● ACTION ITEM:
Set down, please, exactly the lines below that run from the line with "Interface = (*CleanOptions)(nil)" to the line with "c.Registry.AddFlags(cmd)", both lines included.

*** INPUT FOR THIS TASK Section Begins ***

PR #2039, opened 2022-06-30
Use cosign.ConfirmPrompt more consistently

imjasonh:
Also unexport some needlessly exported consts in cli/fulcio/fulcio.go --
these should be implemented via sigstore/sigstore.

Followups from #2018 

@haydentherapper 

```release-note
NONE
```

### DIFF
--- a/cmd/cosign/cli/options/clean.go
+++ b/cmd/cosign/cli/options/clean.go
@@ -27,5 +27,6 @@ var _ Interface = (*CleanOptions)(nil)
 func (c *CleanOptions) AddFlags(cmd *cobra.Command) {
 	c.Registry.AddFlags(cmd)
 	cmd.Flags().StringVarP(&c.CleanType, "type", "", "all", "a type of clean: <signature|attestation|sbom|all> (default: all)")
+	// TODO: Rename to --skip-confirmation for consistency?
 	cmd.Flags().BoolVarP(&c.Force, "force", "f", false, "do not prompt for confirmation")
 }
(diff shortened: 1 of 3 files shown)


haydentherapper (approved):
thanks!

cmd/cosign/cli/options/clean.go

*** INPUT FOR THIS TASK Section Ends ***
*** INPUT FOR THIS TASK Section Begins ***

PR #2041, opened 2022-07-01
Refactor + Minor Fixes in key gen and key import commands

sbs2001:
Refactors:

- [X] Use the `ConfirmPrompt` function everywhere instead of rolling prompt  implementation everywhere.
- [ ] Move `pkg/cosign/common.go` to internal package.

*** INPUT FOR THIS TASK Section Ends ***
*** INPUT FOR THIS TASK Section Begins ***

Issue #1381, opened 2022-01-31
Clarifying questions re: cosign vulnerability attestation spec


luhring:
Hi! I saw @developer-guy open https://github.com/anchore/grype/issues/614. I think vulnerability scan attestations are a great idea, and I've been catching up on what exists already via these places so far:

*** INPUT FOR THIS TASK Section Ends ***

● EXPECTED ANSWER:
@@ -27,5 +27,6 @@ var _ Interface = (*CleanOptions)(nil)
 func (c *CleanOptions) AddFlags(cmd *cobra.Command) {
 	c.Registry.AddFlags(cmd)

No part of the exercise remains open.